Task directions: Transcribe only the lines of the listing below from the one holding "PR #3508, opened 2023-11-16" through the one holding "--- a/runtime/catalog_cache.go", inclusive, without any change.

Provided data:
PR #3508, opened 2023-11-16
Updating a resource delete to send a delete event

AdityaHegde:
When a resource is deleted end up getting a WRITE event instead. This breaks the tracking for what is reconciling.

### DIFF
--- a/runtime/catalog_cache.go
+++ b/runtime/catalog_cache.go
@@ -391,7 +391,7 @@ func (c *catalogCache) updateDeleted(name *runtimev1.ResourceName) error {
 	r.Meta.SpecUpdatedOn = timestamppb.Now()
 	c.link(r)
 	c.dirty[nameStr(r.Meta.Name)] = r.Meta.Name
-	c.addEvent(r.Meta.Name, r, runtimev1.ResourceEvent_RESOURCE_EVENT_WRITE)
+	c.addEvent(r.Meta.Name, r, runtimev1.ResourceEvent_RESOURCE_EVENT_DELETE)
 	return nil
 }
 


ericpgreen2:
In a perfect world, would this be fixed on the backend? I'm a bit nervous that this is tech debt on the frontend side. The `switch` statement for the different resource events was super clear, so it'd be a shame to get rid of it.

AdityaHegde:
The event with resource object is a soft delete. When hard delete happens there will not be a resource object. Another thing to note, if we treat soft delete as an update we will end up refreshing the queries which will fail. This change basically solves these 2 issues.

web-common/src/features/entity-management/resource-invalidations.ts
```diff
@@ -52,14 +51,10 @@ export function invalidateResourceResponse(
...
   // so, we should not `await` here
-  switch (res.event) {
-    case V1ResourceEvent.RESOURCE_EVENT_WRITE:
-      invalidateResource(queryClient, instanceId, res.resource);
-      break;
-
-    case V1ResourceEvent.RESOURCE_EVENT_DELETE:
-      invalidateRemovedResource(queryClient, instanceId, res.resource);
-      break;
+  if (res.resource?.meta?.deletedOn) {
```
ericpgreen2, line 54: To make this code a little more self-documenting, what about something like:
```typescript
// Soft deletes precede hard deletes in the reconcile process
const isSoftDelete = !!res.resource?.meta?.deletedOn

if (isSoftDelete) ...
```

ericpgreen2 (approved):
* * *
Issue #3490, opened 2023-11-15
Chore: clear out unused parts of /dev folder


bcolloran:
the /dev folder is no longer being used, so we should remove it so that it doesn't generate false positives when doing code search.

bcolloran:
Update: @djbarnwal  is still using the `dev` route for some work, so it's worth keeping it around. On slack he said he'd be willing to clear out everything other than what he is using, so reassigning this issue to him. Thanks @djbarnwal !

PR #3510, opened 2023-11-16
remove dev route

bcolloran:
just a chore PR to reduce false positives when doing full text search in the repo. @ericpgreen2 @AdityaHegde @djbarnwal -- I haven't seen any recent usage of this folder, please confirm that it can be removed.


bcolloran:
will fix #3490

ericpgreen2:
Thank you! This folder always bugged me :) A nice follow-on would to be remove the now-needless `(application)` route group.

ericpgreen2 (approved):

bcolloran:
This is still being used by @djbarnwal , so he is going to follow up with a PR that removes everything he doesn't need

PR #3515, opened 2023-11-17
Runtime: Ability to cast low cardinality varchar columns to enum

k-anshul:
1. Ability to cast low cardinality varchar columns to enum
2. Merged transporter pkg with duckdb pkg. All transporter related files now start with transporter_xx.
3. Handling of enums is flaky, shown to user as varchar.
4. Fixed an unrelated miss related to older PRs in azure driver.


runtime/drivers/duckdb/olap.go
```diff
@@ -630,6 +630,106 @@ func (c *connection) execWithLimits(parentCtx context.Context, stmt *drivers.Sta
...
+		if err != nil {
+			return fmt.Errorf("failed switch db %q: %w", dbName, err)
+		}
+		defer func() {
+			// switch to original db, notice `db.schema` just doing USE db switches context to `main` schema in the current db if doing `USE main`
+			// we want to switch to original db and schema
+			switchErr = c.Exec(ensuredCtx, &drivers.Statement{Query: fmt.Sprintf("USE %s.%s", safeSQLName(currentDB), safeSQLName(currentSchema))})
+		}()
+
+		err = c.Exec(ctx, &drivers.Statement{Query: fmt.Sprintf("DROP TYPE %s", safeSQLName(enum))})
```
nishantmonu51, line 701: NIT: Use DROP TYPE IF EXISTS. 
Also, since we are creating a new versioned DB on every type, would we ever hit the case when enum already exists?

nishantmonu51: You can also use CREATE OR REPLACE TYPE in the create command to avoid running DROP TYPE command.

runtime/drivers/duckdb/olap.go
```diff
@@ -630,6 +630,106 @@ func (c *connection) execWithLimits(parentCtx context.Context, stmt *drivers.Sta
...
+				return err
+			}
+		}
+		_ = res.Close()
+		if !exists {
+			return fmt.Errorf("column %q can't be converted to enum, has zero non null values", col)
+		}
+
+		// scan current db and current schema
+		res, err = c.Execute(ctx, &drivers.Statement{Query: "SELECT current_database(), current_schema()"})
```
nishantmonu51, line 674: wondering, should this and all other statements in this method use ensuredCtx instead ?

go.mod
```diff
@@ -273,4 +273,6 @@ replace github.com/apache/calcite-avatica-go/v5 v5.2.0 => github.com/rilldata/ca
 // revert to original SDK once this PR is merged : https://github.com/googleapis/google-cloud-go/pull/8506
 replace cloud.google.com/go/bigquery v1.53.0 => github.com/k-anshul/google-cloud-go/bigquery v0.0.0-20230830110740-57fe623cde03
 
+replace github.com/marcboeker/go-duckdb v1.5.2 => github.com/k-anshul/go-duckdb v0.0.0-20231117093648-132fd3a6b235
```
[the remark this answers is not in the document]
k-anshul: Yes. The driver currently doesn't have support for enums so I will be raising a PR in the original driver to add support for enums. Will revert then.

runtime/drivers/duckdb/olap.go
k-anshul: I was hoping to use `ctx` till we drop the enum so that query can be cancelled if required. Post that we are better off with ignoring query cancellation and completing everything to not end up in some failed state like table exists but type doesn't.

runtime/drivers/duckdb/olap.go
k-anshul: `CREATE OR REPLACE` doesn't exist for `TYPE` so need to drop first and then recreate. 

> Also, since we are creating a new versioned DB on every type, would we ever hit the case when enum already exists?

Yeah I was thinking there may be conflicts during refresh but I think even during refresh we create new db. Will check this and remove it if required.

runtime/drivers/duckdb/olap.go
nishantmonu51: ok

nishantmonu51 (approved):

Answer to the problem:
PR #3508, opened 2023-11-16
Updating a resource delete to send a delete event

AdityaHegde:
When a resource is deleted end up getting a WRITE event instead. This breaks the tracking for what is reconciling.

### DIFF
--- a/runtime/catalog_cache.go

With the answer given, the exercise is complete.